▸ **ABOUT THIS TASK**
The following data has a line with "Again! Review reminder." and a line with "Instead, grub &". Write out exactly those lines and all the lines between them.

---- LISTED ENTRIES

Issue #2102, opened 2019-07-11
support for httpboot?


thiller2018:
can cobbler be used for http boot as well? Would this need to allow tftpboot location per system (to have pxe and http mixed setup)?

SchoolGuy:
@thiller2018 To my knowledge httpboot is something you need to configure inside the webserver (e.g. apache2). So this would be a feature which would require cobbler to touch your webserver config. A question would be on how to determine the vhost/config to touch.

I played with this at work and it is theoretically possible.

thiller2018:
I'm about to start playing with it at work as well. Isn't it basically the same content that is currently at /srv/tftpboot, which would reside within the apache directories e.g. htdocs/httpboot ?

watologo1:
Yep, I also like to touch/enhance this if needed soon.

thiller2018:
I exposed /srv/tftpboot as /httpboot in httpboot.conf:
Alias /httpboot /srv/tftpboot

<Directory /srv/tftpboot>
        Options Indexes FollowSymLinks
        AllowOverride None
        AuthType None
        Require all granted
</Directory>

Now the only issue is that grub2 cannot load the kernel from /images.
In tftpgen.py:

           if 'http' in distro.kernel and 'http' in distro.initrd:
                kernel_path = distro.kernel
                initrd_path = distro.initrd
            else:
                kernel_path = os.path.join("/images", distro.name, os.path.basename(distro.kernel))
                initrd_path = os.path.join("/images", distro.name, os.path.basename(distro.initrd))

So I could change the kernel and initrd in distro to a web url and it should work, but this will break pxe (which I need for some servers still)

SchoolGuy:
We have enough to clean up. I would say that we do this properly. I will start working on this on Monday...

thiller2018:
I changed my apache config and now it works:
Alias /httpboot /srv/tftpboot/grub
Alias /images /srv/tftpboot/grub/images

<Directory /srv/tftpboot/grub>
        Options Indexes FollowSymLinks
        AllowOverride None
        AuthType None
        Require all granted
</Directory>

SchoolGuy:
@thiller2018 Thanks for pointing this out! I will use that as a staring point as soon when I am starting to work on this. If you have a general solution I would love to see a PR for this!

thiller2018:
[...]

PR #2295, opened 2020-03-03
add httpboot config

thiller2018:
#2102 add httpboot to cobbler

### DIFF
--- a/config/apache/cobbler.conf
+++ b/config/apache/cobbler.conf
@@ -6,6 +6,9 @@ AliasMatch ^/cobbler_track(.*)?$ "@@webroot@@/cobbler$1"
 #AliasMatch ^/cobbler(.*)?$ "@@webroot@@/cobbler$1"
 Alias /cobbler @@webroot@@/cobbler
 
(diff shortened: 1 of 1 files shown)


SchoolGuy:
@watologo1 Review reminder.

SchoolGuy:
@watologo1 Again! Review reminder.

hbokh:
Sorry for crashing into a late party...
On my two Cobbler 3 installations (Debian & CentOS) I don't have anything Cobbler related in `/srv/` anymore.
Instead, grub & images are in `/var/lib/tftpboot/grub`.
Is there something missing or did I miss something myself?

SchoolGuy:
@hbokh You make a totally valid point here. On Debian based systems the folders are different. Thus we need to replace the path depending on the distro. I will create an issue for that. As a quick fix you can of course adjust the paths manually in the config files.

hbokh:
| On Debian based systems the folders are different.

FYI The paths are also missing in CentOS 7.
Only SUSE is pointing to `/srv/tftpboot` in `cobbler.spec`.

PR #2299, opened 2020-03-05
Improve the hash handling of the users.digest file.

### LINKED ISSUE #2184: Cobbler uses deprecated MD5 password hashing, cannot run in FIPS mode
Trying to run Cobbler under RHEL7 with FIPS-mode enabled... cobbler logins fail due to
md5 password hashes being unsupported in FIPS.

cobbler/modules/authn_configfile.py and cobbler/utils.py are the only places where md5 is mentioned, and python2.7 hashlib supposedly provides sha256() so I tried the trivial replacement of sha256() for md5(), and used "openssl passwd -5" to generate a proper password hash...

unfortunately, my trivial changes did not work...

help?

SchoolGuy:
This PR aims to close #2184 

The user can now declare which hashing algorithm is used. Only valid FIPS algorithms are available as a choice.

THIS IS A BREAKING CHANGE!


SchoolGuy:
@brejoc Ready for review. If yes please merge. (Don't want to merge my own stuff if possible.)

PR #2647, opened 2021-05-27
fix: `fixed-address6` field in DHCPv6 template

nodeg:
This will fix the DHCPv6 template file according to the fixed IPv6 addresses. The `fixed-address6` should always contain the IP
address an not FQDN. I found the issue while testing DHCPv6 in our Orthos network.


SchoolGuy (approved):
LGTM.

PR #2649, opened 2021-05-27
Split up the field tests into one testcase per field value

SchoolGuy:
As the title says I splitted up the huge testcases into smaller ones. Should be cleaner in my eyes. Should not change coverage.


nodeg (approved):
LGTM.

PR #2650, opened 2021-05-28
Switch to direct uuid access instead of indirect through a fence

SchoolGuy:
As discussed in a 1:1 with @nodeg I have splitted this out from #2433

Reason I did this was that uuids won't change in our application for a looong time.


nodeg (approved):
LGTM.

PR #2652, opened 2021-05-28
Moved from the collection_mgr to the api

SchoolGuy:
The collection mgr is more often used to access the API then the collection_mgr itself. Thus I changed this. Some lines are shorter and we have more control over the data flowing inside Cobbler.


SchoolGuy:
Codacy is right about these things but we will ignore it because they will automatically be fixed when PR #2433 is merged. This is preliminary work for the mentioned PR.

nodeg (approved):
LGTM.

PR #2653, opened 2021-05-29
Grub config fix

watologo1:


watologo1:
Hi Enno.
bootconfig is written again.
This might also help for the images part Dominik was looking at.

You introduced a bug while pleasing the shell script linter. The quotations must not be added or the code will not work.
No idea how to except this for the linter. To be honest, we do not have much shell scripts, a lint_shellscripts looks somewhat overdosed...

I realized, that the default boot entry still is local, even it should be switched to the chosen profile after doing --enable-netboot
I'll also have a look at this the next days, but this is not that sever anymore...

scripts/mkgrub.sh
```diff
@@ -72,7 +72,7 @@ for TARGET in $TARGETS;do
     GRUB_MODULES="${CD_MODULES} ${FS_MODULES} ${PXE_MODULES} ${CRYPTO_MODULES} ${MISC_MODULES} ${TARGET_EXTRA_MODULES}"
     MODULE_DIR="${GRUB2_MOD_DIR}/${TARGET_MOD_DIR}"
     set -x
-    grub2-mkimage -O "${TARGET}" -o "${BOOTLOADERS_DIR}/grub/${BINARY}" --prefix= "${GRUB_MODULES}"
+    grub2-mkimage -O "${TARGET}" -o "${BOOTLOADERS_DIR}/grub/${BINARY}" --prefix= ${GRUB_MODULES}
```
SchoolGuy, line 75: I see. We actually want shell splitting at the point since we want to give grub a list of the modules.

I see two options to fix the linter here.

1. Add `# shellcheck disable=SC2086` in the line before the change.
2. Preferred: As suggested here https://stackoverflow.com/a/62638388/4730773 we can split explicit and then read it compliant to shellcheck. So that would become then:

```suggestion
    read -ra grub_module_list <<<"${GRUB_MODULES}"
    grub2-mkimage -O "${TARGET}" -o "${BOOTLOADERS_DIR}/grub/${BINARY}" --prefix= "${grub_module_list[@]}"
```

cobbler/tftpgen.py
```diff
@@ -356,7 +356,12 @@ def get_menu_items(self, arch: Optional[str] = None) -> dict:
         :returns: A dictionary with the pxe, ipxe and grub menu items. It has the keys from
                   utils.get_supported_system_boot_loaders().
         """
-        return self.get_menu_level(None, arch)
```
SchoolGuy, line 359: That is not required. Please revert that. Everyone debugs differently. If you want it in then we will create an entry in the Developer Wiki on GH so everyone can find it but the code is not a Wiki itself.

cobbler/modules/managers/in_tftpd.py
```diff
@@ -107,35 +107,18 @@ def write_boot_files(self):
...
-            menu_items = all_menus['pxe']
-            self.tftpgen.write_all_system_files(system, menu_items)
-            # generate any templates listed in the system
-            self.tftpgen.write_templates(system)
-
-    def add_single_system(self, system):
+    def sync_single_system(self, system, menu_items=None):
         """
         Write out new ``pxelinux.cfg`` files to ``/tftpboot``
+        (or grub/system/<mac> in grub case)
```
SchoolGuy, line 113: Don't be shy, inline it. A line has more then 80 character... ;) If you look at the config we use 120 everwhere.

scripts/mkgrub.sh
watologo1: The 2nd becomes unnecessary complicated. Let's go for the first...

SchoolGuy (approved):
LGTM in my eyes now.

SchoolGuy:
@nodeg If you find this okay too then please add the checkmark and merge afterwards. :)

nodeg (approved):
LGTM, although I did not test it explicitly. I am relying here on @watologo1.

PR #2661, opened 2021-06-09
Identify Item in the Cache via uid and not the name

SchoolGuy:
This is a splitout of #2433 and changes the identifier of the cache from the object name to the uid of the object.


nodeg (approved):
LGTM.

--------
---- LISTED ENTRIES

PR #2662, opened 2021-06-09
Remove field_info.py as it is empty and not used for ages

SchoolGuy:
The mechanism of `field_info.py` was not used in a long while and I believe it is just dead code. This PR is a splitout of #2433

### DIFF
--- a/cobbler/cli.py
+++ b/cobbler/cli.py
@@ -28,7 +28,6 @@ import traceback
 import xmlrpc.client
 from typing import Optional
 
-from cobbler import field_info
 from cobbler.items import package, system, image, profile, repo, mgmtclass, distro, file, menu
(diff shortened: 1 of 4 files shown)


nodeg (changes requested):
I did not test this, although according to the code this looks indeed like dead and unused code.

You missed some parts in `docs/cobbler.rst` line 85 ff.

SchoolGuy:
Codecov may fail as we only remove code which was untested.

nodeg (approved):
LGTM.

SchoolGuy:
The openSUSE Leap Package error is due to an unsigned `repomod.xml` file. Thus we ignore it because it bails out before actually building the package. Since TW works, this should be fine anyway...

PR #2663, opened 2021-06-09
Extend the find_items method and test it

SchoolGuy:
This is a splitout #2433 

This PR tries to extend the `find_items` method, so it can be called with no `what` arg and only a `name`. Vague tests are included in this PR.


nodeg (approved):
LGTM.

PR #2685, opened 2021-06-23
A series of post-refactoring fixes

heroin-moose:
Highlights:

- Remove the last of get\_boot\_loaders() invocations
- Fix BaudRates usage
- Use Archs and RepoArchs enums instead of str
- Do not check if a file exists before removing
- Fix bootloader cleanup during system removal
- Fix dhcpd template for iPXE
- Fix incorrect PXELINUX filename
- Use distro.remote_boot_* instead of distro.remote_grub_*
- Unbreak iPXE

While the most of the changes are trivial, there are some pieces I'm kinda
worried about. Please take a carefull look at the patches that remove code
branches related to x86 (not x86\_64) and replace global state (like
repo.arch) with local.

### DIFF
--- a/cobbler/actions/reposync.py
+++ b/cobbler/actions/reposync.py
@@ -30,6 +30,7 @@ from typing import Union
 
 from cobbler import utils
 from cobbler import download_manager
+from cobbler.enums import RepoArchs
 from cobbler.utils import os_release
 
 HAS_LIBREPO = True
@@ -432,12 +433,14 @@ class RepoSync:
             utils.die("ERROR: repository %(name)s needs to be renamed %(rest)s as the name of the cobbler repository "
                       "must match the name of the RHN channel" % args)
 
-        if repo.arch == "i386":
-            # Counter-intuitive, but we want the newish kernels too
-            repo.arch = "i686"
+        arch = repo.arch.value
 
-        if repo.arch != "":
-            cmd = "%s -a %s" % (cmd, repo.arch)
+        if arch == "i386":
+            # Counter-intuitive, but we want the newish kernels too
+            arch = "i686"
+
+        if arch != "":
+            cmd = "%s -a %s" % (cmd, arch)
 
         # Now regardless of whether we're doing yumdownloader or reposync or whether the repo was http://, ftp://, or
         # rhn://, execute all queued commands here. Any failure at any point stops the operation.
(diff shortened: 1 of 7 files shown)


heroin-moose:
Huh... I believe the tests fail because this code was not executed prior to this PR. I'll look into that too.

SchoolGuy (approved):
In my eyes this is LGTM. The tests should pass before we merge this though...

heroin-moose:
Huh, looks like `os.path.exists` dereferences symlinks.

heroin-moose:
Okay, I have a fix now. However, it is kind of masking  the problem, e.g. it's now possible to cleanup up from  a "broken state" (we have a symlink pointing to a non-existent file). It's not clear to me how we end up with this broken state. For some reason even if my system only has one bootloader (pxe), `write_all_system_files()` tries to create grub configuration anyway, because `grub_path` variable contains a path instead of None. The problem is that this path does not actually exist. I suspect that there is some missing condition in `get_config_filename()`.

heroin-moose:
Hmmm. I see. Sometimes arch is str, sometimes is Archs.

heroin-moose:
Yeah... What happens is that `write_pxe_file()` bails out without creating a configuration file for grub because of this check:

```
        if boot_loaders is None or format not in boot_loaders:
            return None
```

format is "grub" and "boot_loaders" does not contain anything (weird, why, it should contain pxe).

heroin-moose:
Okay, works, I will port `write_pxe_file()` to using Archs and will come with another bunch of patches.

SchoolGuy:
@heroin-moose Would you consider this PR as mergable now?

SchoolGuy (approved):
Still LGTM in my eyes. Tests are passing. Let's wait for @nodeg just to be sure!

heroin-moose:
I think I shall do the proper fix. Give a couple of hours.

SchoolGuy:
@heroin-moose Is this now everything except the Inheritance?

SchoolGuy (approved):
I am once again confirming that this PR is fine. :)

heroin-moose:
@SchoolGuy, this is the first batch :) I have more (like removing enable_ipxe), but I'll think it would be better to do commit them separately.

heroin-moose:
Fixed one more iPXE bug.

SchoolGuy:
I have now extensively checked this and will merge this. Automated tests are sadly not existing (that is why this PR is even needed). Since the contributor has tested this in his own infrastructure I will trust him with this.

--------
---- LISTED ENTRIES

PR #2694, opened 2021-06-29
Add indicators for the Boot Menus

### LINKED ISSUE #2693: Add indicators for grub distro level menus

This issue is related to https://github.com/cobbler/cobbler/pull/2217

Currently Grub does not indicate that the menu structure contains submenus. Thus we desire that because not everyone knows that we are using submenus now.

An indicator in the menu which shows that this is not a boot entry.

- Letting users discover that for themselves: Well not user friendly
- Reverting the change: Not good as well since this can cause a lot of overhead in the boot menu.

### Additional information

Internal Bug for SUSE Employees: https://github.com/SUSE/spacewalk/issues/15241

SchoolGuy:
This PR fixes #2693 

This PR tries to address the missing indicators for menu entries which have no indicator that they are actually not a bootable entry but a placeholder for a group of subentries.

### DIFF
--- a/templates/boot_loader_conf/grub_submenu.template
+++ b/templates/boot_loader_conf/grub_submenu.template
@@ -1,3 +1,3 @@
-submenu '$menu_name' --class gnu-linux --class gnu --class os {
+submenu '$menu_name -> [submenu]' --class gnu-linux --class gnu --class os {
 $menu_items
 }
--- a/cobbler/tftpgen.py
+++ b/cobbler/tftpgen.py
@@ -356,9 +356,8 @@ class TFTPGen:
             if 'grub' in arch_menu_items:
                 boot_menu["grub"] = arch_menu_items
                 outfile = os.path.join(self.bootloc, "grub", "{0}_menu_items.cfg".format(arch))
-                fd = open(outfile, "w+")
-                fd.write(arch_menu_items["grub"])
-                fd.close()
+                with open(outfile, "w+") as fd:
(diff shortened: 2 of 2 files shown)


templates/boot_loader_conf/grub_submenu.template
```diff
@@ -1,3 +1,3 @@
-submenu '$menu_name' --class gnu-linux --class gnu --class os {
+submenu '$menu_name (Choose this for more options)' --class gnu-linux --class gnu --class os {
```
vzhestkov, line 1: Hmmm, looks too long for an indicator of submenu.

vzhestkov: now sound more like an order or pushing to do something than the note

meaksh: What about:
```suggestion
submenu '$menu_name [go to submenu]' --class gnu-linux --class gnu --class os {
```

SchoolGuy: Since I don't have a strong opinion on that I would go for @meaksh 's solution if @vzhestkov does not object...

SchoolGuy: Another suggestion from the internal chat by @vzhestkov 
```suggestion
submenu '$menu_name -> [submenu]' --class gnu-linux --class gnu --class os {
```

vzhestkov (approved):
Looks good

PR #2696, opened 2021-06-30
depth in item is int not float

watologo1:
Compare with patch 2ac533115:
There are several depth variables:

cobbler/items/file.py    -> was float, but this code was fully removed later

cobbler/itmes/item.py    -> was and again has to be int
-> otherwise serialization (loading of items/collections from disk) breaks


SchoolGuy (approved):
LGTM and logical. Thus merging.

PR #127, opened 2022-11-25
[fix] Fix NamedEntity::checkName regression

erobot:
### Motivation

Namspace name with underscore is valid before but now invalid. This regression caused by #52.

--------

▸ **YOUR RESPONSE**
@watologo1 Again! Review reminder.

hbokh:
Sorry for crashing into a late party...
On my two Cobbler 3 installations (Debian & CentOS) I don't have anything Cobbler related in `/srv/` anymore.
Instead, grub & images are in `/var/lib/tftpboot/grub`.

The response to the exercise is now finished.